• [Input for this task]
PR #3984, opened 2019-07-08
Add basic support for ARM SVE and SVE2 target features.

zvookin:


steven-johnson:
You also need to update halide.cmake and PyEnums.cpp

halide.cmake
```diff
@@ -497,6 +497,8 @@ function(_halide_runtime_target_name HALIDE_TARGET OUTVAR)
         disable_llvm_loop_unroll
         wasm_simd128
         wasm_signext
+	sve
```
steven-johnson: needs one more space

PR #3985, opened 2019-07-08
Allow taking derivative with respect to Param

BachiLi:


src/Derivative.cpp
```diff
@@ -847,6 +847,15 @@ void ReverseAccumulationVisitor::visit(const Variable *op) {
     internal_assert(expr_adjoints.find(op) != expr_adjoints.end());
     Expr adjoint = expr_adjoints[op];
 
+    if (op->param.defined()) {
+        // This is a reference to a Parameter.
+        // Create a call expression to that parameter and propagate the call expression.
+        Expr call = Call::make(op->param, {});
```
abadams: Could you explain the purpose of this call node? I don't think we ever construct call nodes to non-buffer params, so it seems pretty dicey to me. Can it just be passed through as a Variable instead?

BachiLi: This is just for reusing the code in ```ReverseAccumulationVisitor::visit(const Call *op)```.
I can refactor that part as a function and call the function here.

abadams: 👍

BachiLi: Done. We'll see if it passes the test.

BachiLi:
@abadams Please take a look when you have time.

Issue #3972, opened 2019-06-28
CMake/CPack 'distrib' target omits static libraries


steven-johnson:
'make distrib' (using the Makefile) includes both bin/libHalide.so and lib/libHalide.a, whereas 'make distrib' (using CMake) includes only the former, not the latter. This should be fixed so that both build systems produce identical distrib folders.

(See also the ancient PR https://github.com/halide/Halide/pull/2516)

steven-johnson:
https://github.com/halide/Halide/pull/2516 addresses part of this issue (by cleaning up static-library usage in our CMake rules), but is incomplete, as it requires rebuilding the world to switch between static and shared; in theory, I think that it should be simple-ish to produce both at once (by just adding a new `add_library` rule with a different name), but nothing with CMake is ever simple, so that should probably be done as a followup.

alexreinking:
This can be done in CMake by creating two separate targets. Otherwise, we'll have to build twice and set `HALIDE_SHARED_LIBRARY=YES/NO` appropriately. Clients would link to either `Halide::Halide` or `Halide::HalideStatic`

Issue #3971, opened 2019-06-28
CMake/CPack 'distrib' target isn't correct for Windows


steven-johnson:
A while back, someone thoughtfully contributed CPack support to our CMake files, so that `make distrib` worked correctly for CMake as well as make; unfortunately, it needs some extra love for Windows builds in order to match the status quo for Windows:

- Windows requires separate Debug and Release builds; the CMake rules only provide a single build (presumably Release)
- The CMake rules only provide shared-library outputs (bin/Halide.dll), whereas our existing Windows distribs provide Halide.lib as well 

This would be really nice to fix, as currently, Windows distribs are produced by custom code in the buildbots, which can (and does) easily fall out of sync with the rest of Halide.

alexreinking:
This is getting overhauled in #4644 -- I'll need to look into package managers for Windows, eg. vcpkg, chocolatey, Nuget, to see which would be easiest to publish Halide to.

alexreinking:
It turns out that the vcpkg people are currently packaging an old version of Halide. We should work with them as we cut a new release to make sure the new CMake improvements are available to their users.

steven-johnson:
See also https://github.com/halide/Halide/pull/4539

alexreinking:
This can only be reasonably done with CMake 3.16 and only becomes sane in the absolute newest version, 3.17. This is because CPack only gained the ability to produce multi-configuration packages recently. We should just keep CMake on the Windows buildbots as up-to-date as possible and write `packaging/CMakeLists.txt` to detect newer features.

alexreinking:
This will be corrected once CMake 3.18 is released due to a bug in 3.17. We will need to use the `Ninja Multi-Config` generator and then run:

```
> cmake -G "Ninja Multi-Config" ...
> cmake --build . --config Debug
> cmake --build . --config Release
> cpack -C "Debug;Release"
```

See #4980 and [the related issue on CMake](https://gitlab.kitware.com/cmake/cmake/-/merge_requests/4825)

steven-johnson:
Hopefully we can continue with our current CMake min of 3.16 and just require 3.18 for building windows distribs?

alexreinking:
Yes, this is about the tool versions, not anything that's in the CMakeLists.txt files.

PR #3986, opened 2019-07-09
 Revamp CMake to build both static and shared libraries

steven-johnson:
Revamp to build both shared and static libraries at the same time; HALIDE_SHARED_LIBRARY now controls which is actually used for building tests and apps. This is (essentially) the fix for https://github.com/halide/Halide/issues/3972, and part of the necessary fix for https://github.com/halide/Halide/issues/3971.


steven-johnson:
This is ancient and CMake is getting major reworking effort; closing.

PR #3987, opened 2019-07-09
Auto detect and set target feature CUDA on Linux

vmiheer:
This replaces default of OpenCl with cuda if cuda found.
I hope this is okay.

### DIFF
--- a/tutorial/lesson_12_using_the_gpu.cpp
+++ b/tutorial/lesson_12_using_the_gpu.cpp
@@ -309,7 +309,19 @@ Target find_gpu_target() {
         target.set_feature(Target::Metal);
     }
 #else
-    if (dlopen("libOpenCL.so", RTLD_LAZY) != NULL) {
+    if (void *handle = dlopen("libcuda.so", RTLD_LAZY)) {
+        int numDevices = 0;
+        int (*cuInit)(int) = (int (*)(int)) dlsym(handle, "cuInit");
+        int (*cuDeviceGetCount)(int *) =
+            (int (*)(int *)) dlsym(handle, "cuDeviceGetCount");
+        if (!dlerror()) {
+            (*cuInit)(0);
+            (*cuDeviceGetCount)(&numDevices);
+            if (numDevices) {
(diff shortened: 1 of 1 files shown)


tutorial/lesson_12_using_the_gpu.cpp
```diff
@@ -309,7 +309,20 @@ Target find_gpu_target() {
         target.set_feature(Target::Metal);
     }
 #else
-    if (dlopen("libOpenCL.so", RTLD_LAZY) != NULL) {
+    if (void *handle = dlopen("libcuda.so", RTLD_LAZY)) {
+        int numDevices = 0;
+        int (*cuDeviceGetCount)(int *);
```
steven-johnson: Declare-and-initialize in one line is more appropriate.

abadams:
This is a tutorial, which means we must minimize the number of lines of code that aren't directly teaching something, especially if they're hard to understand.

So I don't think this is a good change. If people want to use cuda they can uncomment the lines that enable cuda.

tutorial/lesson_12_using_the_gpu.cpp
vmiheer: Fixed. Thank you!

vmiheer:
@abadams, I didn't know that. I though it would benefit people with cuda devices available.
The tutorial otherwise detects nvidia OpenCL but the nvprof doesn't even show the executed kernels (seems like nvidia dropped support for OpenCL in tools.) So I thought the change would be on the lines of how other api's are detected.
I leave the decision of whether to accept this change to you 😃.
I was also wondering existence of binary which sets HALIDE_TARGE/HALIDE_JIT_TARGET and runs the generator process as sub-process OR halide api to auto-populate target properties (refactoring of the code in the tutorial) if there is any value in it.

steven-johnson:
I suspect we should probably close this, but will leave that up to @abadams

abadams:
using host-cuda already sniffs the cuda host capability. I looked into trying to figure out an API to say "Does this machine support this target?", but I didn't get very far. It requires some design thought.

• [Your instructions] Please go through the data above and copy each line that has the word "numDevices".

• [Finished task]
+        int numDevices = 0;
+            (*cuDeviceGetCount)(&numDevices);
+            if (numDevices) {
+        int numDevices = 0;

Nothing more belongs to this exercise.